### TASK INSTRUCTIONS
Every line of the material below that contains the string "sender" must appear in the answer.

========

PR #840, opened 2020-05-25
Add support for Recycle Bin

gave92:
Hello this pull request adds support for browsing the **Recycle Bin**!
"Support" here means that the recycle bin can be browsed just like any other folder in Files UWP, it's not just a "link" that opens the recycle bin in explorer.

image

#### How it works
As I'm not aware of any way to properly access the recycle bin folder from the UWP app, I'm making use of Files UWP full trust process. The fulltrust process enumerates the contents of the recycle bin using the Shell32 api and send the results to the UWP app. Communication between the fulltrust process and the UWP app is done through AppService.

*NB: This requires to change the fulltrust process lifecyle*: instead of starting a new instance every time to handle the commands to open CMD, toggle QuickLook, etc., a single instance keeps running until the UWP app is closed or suspended.

#### What works
- New entry on the sidebar with localized name of the recycle bin
- Enumerating recycle bin elements
- Monitor filesystem changes and refresh items
- Showing the thumbnails for deleted files
- Properties dialog for deleted files
- Deleting files from the recycle bin

#### What's missing
- A button to empty recycle bin
- A customized context menu with the proper options (e.g "restore")

Let me know what you think of this, if you approve of the "architectural" changes I can keep working to complete what's missing.

### DIFF
--- a/Common/ShellFileItem.cs
+++ b/Common/ShellFileItem.cs
@@ -1,0 +1,38 @@
+﻿using System;
+using System.Collections.Generic;
+using System.Linq;
+using System.Runtime.Serialization;
+using System.Text;
+using System.Threading.Tasks;
+
+namespace Files.Common
+{
+    public class ShellFileItem
+    {
+        public bool isFolder;
+        public string recyclePath;
+        public string fileName;
+        public string filePath;
+        public DateTime recycleDate;
+        public string fileSize;
+        public int fileSizeBytes;
+        public string fileType;
+
+        public ShellFileItem()
+        {
+
+        }
+
+        public ShellFileItem(bool isFolder, string recyclePath, string fileName, string filePath, DateTime recycleDate, string fileSize, int fileSizeBytes, string fileType)
+        {
+            this.isFolder = isFolder;
+            this.recyclePath = recyclePath;
+            this.fileName = fileName;
+            this.filePath = filePath;
+            this.recycleDate = recycleDate;
+            this.fileSize = fileSize;
+            this.fileSizeBytes = fileSizeBytes;
+            this.fileType = fileType;
+        }
+    }
+}
--- a/Common/ShellFileItem.cs
+++ b/Common/ShellFileItem.cs
@@ -15,7 +15,7 @@ namespace Files.Common
         public string FilePath;
         public DateTime RecycleDate;
         public string FileSize;
-        public long FileSizeBytes;
+        public ulong FileSizeBytes;
         public string FileType;
 
         public ShellFileItem()
@@ -23,7 +23,7 @@ namespace Files.Common
 
         }
 
-        public ShellFileItem(bool isFolder, string recyclePath, string fileName, string filePath, DateTime recycleDate, string fileSize, long fileSizeBytes, string fileType)
+        public ShellFileItem(bool isFolder, string recyclePath, string fileName, string filePath, DateTime recycleDate, string fileSize, ulong fileSizeBytes, string fileType)
         {
             this.IsFolder = isFolder;
             this.RecyclePath = recyclePath;
--- a/Common/ShellFileItem.cs
+++ b/Common/ShellFileItem.cs
@@ -9,30 +9,30 @@ namespace Files.Common
 {
     public class ShellFileItem
     {
-        public bool isFolder;
-        public string recyclePath;
-        public string fileName;
-        public string filePath;
-        public DateTime recycleDate;
-        public string fileSize;
-        public int fileSizeBytes;
-        public string fileType;
+        public bool IsFolder;
+        public string RecyclePath;
+        public string FileName;
+        public string FilePath;
+        public DateTime RecycleDate;
+        public string FileSize;
+        public long FileSizeBytes;
+        public string FileType;
 
         public ShellFileItem()
         {
 
         }
 
-        public ShellFileItem(bool isFolder, string recyclePath, string fileName, string filePath, DateTime recycleDate, string fileSize, int fileSizeBytes, string fileType)
+        public ShellFileItem(bool isFolder, string recyclePath, string fileName, string filePath, DateTime recycleDate, string fileSize, long fileSizeBytes, string fileType)
         {
-            this.isFolder = isFolder;
-            this.recyclePath = recyclePath;
-            this.fileName = fileName;
-            this.filePath = filePath;
-            this.recycleDate = recycleDate;
-            this.fileSize = fileSize;
-            this.fileSizeBytes = fileSizeBytes;
-            this.fileType = fileType;
+            this.IsFolder = isFolder;
+            this.RecyclePath = recyclePath;
+            this.FileName = fileName;
+            this.FilePath = filePath;
+            this.RecycleDate = recycleDate;
+            this.FileSize = fileSize;
+            this.FileSizeBytes = fileSizeBytes;
+            this.FileType = fileType;
         }
     }
 }
--- a/Files.Launcher/Program.cs
+++ b/Files.Launcher/Program.cs
@@ -207,17 +207,18 @@ namespace FilesFullTrust
                             {
                                 try
                                 {
-                                    //folderItem.Properties.ReadOnly = true;
-                                    //folderItem.Properties.NoInheritedProperties = false;
+                                    folderItem.Properties.ReadOnly = true;
+                                    folderItem.Properties.NoInheritedProperties = false;
                                     string recyclePath = folderItem.FileSystemPath; // True path on disk
-                                    //string fileName = Path.GetFileName(folderItem.FileInfo.DisplayName); // Original file name
-                                    //string filePath = folderItem.FileInfo.DisplayName; // Original file path
-                                    //DateTime recycleDate = folderItem.FileInfo.CreationTime; // This is LocalTime
-                                    //string fileSize = folderItem.Properties.GetPropertyString(Vanara.PInvoke.Ole32.PROPERTYKEY.System.Size);
-                                    //long fileSizeBytes = folderItem.IsFolder ? 0 : folderItem.FileInfo.Length;
-                                    //string fileType = folderItem.FileInfo.TypeName;
-                                    //bool isFolder = folderItem.FileInfo.Attributes.HasFlag(FileAttributes.Directory); //folderItem.IsFolder includes .zip
-                                    folderContentsList.Add(new ShellFileItem(folderItem.IsFolder && Path.GetExtension(folderItem.Name) != ".zip", recyclePath, Path.GetFileName(folderItem.Name), Path.GetDirectoryName(folderItem.Name), DateTime.Now, "0 Kb", 0, "Some stuff"));
+                                    string fileName = Path.GetFileName(folderItem.Name); // Original file name
+                                    string filePath = folderItem.Name; // Original file path + name
+                                    var dt = (System.Runtime.InteropServices.ComTypes.FILETIME)folderItem.Properties[Vanara.PInvoke.Ole32.PROPERTYKEY.System.DateCreated];
+                                    var recycleDate = dt.ToDateTime().ToLocalTime(); // This is LocalTime
+                                    string fileSize = folderItem.Properties.GetPropertyString(Vanara.PInvoke.Ole32.PROPERTYKEY.System.Size);
+                                    ulong fileSizeBytes = folderItem.IsFolder ? 0 : (ulong)folderItem.Properties[Vanara.PInvoke.Ole32.PROPERTYKEY.System.Size];
+                                    string fileType = (string)folderItem.Properties[Vanara.PInvoke.Ole32.PROPERTYKEY.System.ItemTypeText];
+                                    bool isFolder = folderItem.IsFolder && Path.GetExtension(folderItem.Name) != ".zip";
+                                    folderContentsList.Add(new ShellFileItem(isFolder, recyclePath, fileName, filePath, recycleDate, fileSize, fileSizeBytes, fileType));
                                 }
                                 catch (System.IO.FileNotFoundException)
                                 {
--- a/Files.Launcher/Program.cs
+++ b/Files.Launcher/Program.cs
@@ -16,6 +16,8 @@ namespace FilesFullTrust
 {
     internal class Program
     {
+        private static readonly NLog.Logger Logger = NLog.LogManager.GetCurrentClassLogger();
+
         //Put all the variables required for the DLLImports here
         enum RecycleFlags : uint { SHERB_NOCONFIRMATION = 0x00000001, SHERB_NOPROGRESSUI = 0x00000002, SHERB_NOSOUND = 0x00000004 }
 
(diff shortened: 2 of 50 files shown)


duke7553:
@gave92 Have you tried accessing the recycling bin by it's GUID with the existing method? I'd assume it works since we currently use the Win32 FindFirstFileFromApp in the Filesystem view model.

Recycle Bin GUID - `::{645FF040-5081-101B-9F08-00AA002F954E}`

yaichenbaum:
Support for recycle bin would be great, I am not sure if we want to keep it pinned by default. Can you add a feature flag that turns on/off this feature?

gave92:
@yair100 yup I can do that, perhaps also add it to the New Tab page? Anyway is not the UI part that worries me :)

@duke7553 I've tried using the Shell32 api from the UWP side (meaning using the function [SHGetFolderLocation](https://docs.microsoft.com/it-it/windows/win32/api/shlobj_core/nf-shlobj_core-shgetfolderlocation) and other [IShellFolder](https://docs.microsoft.com/en-us/windows/win32/api/shobjidl_core/nn-shobjidl_core-ishellfolder) related methods and for some reason I cannot enumerate the contents of the recycle bin. The same code works when executed in the fulltrust process.
Is this what you were suggesting by "accessing the recycling bin by it's GUID"?

yaichenbaum:
@gave92 I would add it to the new page, but it should be behind the feature flag as well.

gave92:
@yair100 I'll do that. I'm gonna wait a bit though, until I get some feedback on proposed method for accessing the recycle bin (fulltrust process + appservice).
Perhaps there's a simpler way of doing that that I'm missing.

tsvietOK:
@gave92 
First
Repro steps:
1. Open recycle bin
2. Navigate to folder inside it
3. Press Up button on navigation panel
4. Permission dialog displayed 
Second
I think folders in recycle bin should not have ability to be opened, renamed, pinned to sidebar, shared, opened in new windows/tab.

tsvietOK:
And last, i don't think it is a good idea to merge this PR without supporting restore and clear recycle bin functions.

tsvietOK:
Other way, mark this feature as Experimental

yaichenbaum:
> And last, i don't think it is a good idea to merge this PR without supporting restore and clear recycle bin functions.

We can do this behind a feature flag, this way we are not making any commitment to the feature and the capabilities can be changed.

Files/Program.cs
```diff
@@ -43,10 +41,14 @@ static void Main()
         public static async Task OpenShellCommandInExplorer(string shellCommand, int pid)
         {
             System.Diagnostics.Debug.WriteLine("Launching shell command in FullTrustProcess");
-            ApplicationData.Current.LocalSettings.Values["ShellCommand"] = shellCommand;
-            ApplicationData.Current.LocalSettings.Values["Arguments"] = "ShellCommand";
-            ApplicationData.Current.LocalSettings.Values["pid"] = pid;
-            await FullTrustProcessLauncher.LaunchFullTrustProcessForCurrentAppAsync();
+            if (App.Connection != null)
```
ADeltaX, line 44: App.Connection here is always null because it checks immediately at launch (hence the app will not work as shell replacement).

gave92:
Thanks for the feedbacks.

@tsvietOK
1. Permission dialog displayed => will be fixed when disallowing navigation inside recycle bin

2. I think folders in recycle bin should not have ability to be opened, renamed, pinned to sidebar, shared, opened in new windows/tab => agreed, need to customize the context menu and buttons (e.g add an "Empty recycle bin" button and a "Restore" to context menu)

3. "Recycle Bin" tab text untranslated => solved

4. Button "Copy path" causes app crash => I cannot reproduce this, but it will go away when we change the buttons/context menu (see 2)

Files/Program.cs
gave92: Thanks, I reverted the OpenShellCommandInExplorer function to the original. There's no need to set up the AppService stuff when we're just going to kill the process

Files.Launcher/Program.cs
```diff
@@ -1,85 +1,319 @@
...
+                        }
+                        else if (action == "Enumerate")
+                        {
+                            // Enumerate recyclebin contents and send response to UWP
+                            var response_enum = new ValueSet();
+                            Shell32.FolderItems items = Recycler.Items();
+                            var file_list = new List<ShellFileItem>();
+                            for (int i = 0; i < items.Count; i++)
+                            {
+                                Shell32.FolderItem FI = items.Item(i);
```
tsvietOK, line 215: If this vars are inside loop, so how to use camelCase?

Files/Views/InstanceTabsView.xaml.cs
```diff
@@ -131,6 +134,11 @@ public async void AddNewTab(Type t, string path)
                     tabLocationHeader = ResourceController.GetTranslation("SidebarVideos");
                     fontIconSource.Glyph = "\xE8B2";
                 }
+                else if (path.StartsWith(App.AppSettings.RecycleBinPath, StringComparison.OrdinalIgnoreCase))
+                {
+                    tabLocationHeader = ApplicationData.Current.LocalSettings.Values.Get("RecycleBin_Title", "Recycle Bin");
```
tsvietOK, line 139: What about to use localSettings.Values?

Common/ShellFileItem.cs
```diff
@@ -0,0 +1,38 @@
...
+using System.Linq;
+using System.Runtime.Serialization;
+using System.Text;
+using System.Threading.Tasks;
+
+namespace Files.Common
+{
+    public class ShellFileItem
+    {
+        public bool isFolder;
```
tsvietOK, line 12: UpperCamelCase for public fields

tsvietOK (changes requested):

Common/ShellFileItem.cs
gave92: Ok fixed the naming convention of a few variables. I'll be more careful 😅

Files.Launcher/Program.cs
tsvietOK: You forget to change this virus names to camelCase. (Currently they are used CamelCase)

Files/Views/InstanceTabsView.xaml.cs
yaichenbaum: Shouldn't we use `App.AppSettings`?

gave92: Perhaps it would be better just to add the localized recycle bin name to the translation files?

Files/Program.cs
ADeltaX: The `return` is sufficient only for Debug mode. In release mode this does not close the window, hence why we need to kill the "zombie" process

yaichenbaum:
- By default, recycle bin should not be pinned to the sidebar.
- The app crashes when navigating to recycle bin.

gave92:
@yair100 Ok I'll change the default to not pinned.
I'm aware of the crash, I'm waiting for the owner of the [Vanara](https://github.com/dahall/Vanara) library I'm now referencing to publicly release the bug fixed version (I have it locally but it's not on nuget yet).

yaichenbaum:
@gave92 Is there a way I can test this out in the meantime?

gave92:
@yair100 Yes please try again with the latest commit.
Notes:
* auto refresh of recycle bin contents is disabled until the release of the updated Vanara library
* creating/pasting/... a file in the recycle bin crashes the app, I'm not fixing this as the solution will be to have a different context menu and buttons for the recycle bin

yaichenbaum:
@gave92 I can now open recycle bin but it appears to be empty.

gave92:
@yair100 Can you check whether while you are in the recycle bin folder (in Files UWP) there's a process called `FilesFullTrust.exe` running in Task Manager?

yaichenbaum:
image

yaichenbaum:
@gave92 I do not see `FilesFullTrust.exe` in Task Manager.

gave92:
Thanks for the feedback, that means the the process has crashed so you see no results on the UWP app. Please confirm whether the process is there when you start the app (before navigating to the reycle bin). Anyway I'll add some logging to understand the issue.

gave92:
Thanks for the feedback, the issue should now be fixed!

Files/View Models/ItemViewModel.cs
```diff
@@ -274,7 +277,8 @@ public ItemViewModel()
             //(App.CurrentInstance as ProHome).RibbonArea.RibbonViewModel.ShareItems.PropertyChanged += ShareItems_PropertyChanged;
             //(App.CurrentInstance as ProHome).RibbonArea.RibbonViewModel.LayoutItems.PropertyChanged += LayoutItems_PropertyChanged;
             //(App.CurrentInstance as ProHome).RibbonArea.RibbonViewModel.AlwaysPresentCommands.PropertyChanged += AlwaysPresentCommands_PropertyChanged;
-            _cancellationTokenSource = new CancellationTokenSource();
+            _addFilesCTS = new CancellationTokenSource();
+            _semaphoreCTS = new CancellationTokenSource();
```
duke7553, line 281: semaphore?

lukeblevins (approved):
With the guarantee that this feature is behind a flag, and otherwise invisible, I'll approve this now.

gave92:
@duke7553 The feature *is* behind a flag, but anyone can enable it in the settings. So perhaps it should be put under the Experimental setting page? And made disabled like the "Show hidden files and folders" setting?
Note: even if the recycle bin sidebar folder is not shown the modifications to the fulltrust process remain in effect. Is this acceptable? Are you planning to merge this is its current state?

duke7553:
@gave92 Thanks for clarifying this. As long as the recycle bin location is only visible when a flag inside the Experimental Settings page is toggled from its default state, we can merge this when you've finished work on it.

gave92:
A little update on this:
* Added customized context menu with "Empty recycle bin" action
* Added customized context menu for recycle bin items with "Restore" action
* Disabled menu bar "New file" action
* Disabled renaming of items in recycle bin
* Disabled navigation and opening of items in recycle bin
* The option to enable recycle bin support is now in the Experimental settings page

Let me know what you think!

yaichenbaum:
@duke7553 @gave92 I should have clarified the first time that when I said feature flag, I meant the experimental settings page.

yaichenbaum:
@gave92 The app doesn't crash but it still won't load any items I have in recycle bin.

gave92:
Curious. Please check the following:
* That no "FilesFullTrust.exe" process is running after you visit the bin from the uwp app
* In the application data path ("%localappdata%\packages\FilesUWPxxxxx\LocalState" there should be a "debug_fulltrust.txt" with the logged exception

yaichenbaum:
@gave92 FilesFullTrust.exe is running, I see the regular debug file but nothing for debug_fulltrust.exe.

gave92:
Ok so the fulltrust process is not crashing like before which is good... and now I'm confused.
* Does opening files from the uwp work? Does the command "Open in terminal" work?
* Would you be willing to run the app from this PR in debug mode in visual studio?

yaichenbaum:
I don't get a crash, it's just that the progress bar keeps loading in recycle bin and doesn't load any items that are there.

yaichenbaum:
@gave92 It finally loaded after a few minutes, I think we need to figure out a faster way to load recycle bin before shipping it.

gave92:
Ok just how much stuff is in your recycle bin? xD

I'll test with a lot of files as well. Thanks for finding out the issue.

yaichenbaum:
@gave92 It is much faster now.

Common/ShellFileItem.cs
```diff
@@ -0,0 +1,38 @@
...
+        public bool IsFolder;
+        public string RecyclePath;
+        public string FileName;
+        public string FilePath;
+        public DateTime RecycleDate;
+        public string FileSize;
+        public ulong FileSizeBytes;
+        public string FileType;
+
+        public ShellFileItem()
```
yaichenbaum, line 21: Is this necessary?

Common/ShellFileItem.cs
```diff
@@ -0,0 +1,38 @@
...
+        {
+
+        }
```
yaichenbaum, line 24: Is this necessary?

gave92: I think so. I'm using Json.Net to serialize/deserialize ShellFileItem objects and as far as I know Json.Net need a parameterless constructor to to this.

Files/BaseLayout.cs
```diff
@@ -189,11 +192,44 @@ private void UnloadMenuFlyoutItemByName(string nameToUnload)
...
+                (menuItem as MenuFlyoutItemBase).Visibility = Visibility.Collapsed;
         }
 
         public void RightClickContextMenu_Opening(object sender, object e)
         {
+            if (App.CurrentInstance.ViewModel.WorkingDirectory.StartsWith(App.AppSettings.RecycleBinPath))
+            {
+                (this.FindName("EmptyRecycleBin") as MenuFlyoutItemBase).Visibility = Visibility.Visible;
+                (this.FindName("OpenTerminal") as MenuFlyoutItemBase).IsEnabled = false;
+                UnloadMenuFlyoutItemByName("NewEmptySpace");
```
yaichenbaum, line 204: You will probably need to use the localized strings to find the right items here.

Files/BaseLayout.cs
```diff
@@ -256,6 +292,28 @@ public void RightClickContextMenu_Opening(object sender, object e)
...
+            // Remove everything except "Delete", "Cut", "Properties"
+            UnloadMenuFlyoutItemByName("UnzipItem");
+            UnloadMenuFlyoutItemByName("OpenItem");
+            UnloadMenuFlyoutItemByName("OpenInNewTab");
+            UnloadMenuFlyoutItemByName("OpenInNewWindowItem");
+            UnloadMenuFlyoutItemByName("ShareItem");
+            UnloadMenuFlyoutItemByName("CopyItem");
+            UnloadMenuFlyoutItemByName("RenameItem");
+            UnloadMenuFlyoutItemByName("SidebarPinItem");
+            UnloadMenuFlyoutItemByName("QuickLook");
```
yaichenbaum, line 306: Being that we are working on adding support for more menu items, it might be a better idea to unload everything through a loop rather than removing the known items, this way we can add more items without updating this list.

yair100 (approved):

Files/BaseLayout.cs
gave92: I'm finding elements based on the "x:Name" attribute. That does not change based on the locale.

Files/BaseLayout.cs
gave92: You mean first removing everything and than adding just what's needed for the recycle bin? Yup I can do that

yaichenbaum: Correct, instead of removing specific ones, remove everything and then add the one we need.

gave92: I did it a little differently, let me know what you think: I simply created a specialized context menu for recycle bin items so there is no need to Hide/Show menu items and there is no issue when more menu items are added to the "standard" menu.

yaichenbaum: Doing it as an individual context menu is a great idea.

lukeblevins (approved):
Looks great! Maybe in the future we can use this AppService to load the extended properties of all StorageItems from the Shell, rather than using the Windows Runtime APIs.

========

### EXERCISE SOLUTION
         public void RightClickContextMenu_Opening(object sender, object e)
@@ -256,6 +292,28 @@ public void RightClickContextMenu_Opening(object sender, object e)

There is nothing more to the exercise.